Joan Tupponce// May 28, 2016//
Ingenicomm can legitimately say business is out of this world.
Products developed by the Chantilly-based company are used by NASA, the International Space Station, Japanese Aerospace Exploration Agency and Canadian Space Agency.
“Targeting the international market is a natural for our company,” says Amit Puri, the company’s president and CEO.
The company’s programmable telemetry processor (PTP), for example, is designed to process spacecraft telemetry. A spacecraft sends collected data to operators on the ground with information that includes the status of the spacecraft as well as scientific data gathered by its instruments.
“It’s an extraordinarily flexible product,” Puri says of PTP. “The standard PTP contains more than 200 different software modules that perform different types of processing for spacecraft data. Users can select and configure individual modules as they need for their unique mission needs.”
Puri and three colleagues started the business in 2010 after working at companies that worked with international and domestic space agencies.
“My first job out of college was as a ground-systems engineer at Avtec Systems, a small aerospace contractor located in Fairfax,” Puri says. “At the time, Avtec was a key supplier of data-processing equipment to NASA, and the job introduced me to the aerospace market.”
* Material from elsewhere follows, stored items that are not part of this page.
PR #4699, opened 2021-04-03
Add custom dns resolver to BlazeClientBuilder.

JakDar:
Hi, AFAIK there is currently no way to add custom DNS resolver for blaze-client (similar to one provided in akka-http ([this PR](https://github.com/akka/akka-http/pull/3202) and [here in docs](https://github.com/akka/akka-http/blob/master/docs/src/main/paradox/client-side/client-transport.md#custom-host-name-resolution-transport)).
I kinda need that feature, potential use cases are in linked akkka-http doc.

I added new parameter in `BlazeClientBuilder` - `customDnsResolver` - which is passed to `Http1Support` and if present - used instead of [getAddress](https://github.com/http4s/http4s/blob/e522b34ad9dbf6866a8faddb6e102503ac5822a0/blaze-client/src/main/scala/org/http4s/client/blaze/Http1Support.scala#L137).

 I'm glad to adjust/change implementation if it is not suitable.

Also, are changes from `series/0.21` eventually merged to 1.0.0 series (`main`), or should I submit separate PR for it?

### DIFF
--- a/blaze-client/src/main/scala/org/http4s/client/blaze/BlazeClientBuilder.scala
+++ b/blaze-client/src/main/scala/org/http4s/client/blaze/BlazeClientBuilder.scala
@@ -322,7 +322,7 @@ sealed abstract class BlazeClientBuilder[F[_]] private (
       userAgent = userAgent,
       channelOptions = channelOptions,
       connectTimeout = connectTimeout,
-      customDnsResolver = customDnsResolver
+      getAddress = customDnsResolver.getOrElse(BlazeClientBuilder.getAddress(_))
     ).makeClient
     Resource.make(
       ConnectionManager.pool(
@@ -370,6 +370,14 @@ object BlazeClientBuilder {
       channelOptions = ChannelOptions(Vector.empty),
       customDnsResolver = None
     ) {}
+
+  def getAddress(requestKey: RequestKey): Either[Throwable, InetSocketAddress] =
+    requestKey match {
+      case RequestKey(s, auth) =>
+        val port = auth.port.getOrElse(if (s == Uri.Scheme.https) 443 else 80)
+        val host = auth.host.value
+        Either.catchNonFatal(new InetSocketAddress(host, port))
+    }
 
   private def tryDefaultSslContext: Option[SSLContext] =
     try Some(SSLContext.getDefault())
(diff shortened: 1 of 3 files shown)


blaze-client/src/main/scala/org/http4s/client/blaze/BlazeClientBuilder.scala
```diff
@@ -57,7 +58,8 @@ sealed abstract class BlazeClientBuilder[F[_]] private (
     val executionContext: ExecutionContext,
     val scheduler: Resource[F, TickWheelExecutor],
     val asynchronousChannelGroup: Option[AsynchronousChannelGroup],
-    val channelOptions: ChannelOptions
+    val channelOptions: ChannelOptions,
+    val customDnsResolver: Option[RequestKey => Either[Throwable, InetSocketAddress]]
```
rossabaker, line 62: Not sure this needs to be an `Option`: could we just have a default based on the `getAddress` that's used today?

rossabaker, line 62: Something for 1.0: we'll probably want to refine this to the ip4s address type once it becomes public API.

Well, maybe not, if blaze is just using `java.net` internally.  It's a bigger issue for things with deeper fs2 integration.  Anyway, something to think about.

rossabaker (changes requested):
Thanks!  Yes, this is eventually merged to series/0.22 and main, and would be in all three releases.  Starting it here lets you use it in a stable release ASAP.

Binary compatibility is broken because the constructor for BlazeClientBuilder changed.  We can fix that with a deprecated auxiliary constructor ([example](https://github.com/http4s/http4s/blob/6d4ce9273285f343b5acb86d77a3deed3f53e5b9/ember-server/src/main/scala/org/http4s/ember/server/EmberServerBuilder.scala#L42-L43), or I guess just add a MiMa exception since it's private.  I usually prefer the deprecated constructors, just to be 100% sure.

This might be a compelling feature in Ember, too, but we can handle that in a separate PR.

blaze-client/src/main/scala/org/http4s/client/blaze/BlazeClientBuilder.scala
JakDar: Done. Also moved  `getAddress` to `BlazeClientBuilder`.

rossabaker (approved):
Thanks!  I expect a release train for Scala 3.0.0-RC2 support in the next few days, and we'll include 0.21 as well to pick this up.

The market has been good for Ingenicomm. It ranked No. 8 on the 2016 Fantastic 50, an annual list of the fastest-growing small companies in Virginia. The company recorded a revenue growth rate of 692.5 percent from 2011 to 2014.
Ingenicomm has 40 employees, about half of whom work in Chantilly and an office in Greenbelt, Md. The other employees are located in White Sands, N.M., supporting the NASA facility there.
Ingenicomm supports a significant portion of the scientific and exploratory spacecraft operated by NASA, the National Oceanic and Atmospheric Administration (NOAA) and the United States Geological Survey (USGS).
The company also works with a variety of domestic defense and intelligence programs. Ingenicomm-developed equipment is used to support critical early warning and missile detection systems such as the Space-Based Space Surveillance and Space-Based Infrared system operated by the U.S. Air Force.
Puri is pleased with the support the company has received from the commonwealth in developing international markets.
“It’s clear that Virginia is deeply interested in expanding its export footprint in the global marketplace and is prepared to offer practical assistance and not just encouraging words,” he says. “This makes it an ideal location from which to run a global business such as ours.”